=== Section Start ===

PR #552, opened 2016-12-30
uses flux to update user

tdowds:
Should be the last part of #523


huxley/www/js/stores/CurrentUserStore.js
```diff
@@ -36,13 +38,32 @@ class CurrentUserStore extends Store {
...
-    const user = this._currentUser.school;
+    const user = this._currentUser;
     this._currentUser = {
       ...user,
       school: {...user.school, ...delta},
     };
   }
 
+  updateUser(userID, delta) {
+    $.ajax({
```
kmeht: Add this as a function on ServerAPI, instead of doing the raw async request here.

huxley/www/js/stores/CurrentUserStore.js
```diff
@@ -36,13 +38,32 @@ class CurrentUserStore extends Store {
...
+      type: 'PATCH',
+      url: '/api/users/' + userID,
+      data: JSON.stringify(delta),
+      contentType: 'application/json',
+    });
+
+    const user = {
+      ...this._currentUser,
+      first_name: delta.first_name,
```
kmeht: This assumes that the delta will always have first and last name, which is true for now, but may not always be. We don't need to change anything right now, but just keep it in mind.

=== Section End ===

Return all the lines above exactly as given.

_REPLY_.
PR #552, opened 2016-12-30
uses flux to update user

tdowds:
Should be the last part of #523


huxley/www/js/stores/CurrentUserStore.js
```diff
@@ -36,13 +38,32 @@ class CurrentUserStore extends Store {
...
-    const user = this._currentUser.school;
+    const user = this._currentUser;
     this._currentUser = {
       ...user,
       school: {...user.school, ...delta},
     };
   }
 
+  updateUser(userID, delta) {
+    $.ajax({
```
kmeht: Add this as a function on ServerAPI, instead of doing the raw async request here.

huxley/www/js/stores/CurrentUserStore.js
```diff
@@ -36,13 +38,32 @@ class CurrentUserStore extends Store {
...
+      type: 'PATCH',
+      url: '/api/users/' + userID,
+      data: JSON.stringify(delta),
+      contentType: 'application/json',
+    });
+
+    const user = {
+      ...this._currentUser,
+      first_name: delta.first_name,
```
kmeht: This assumes that the delta will always have first and last name, which is true for now, but may not always be. We don't need to change anything right now, but just keep it in mind.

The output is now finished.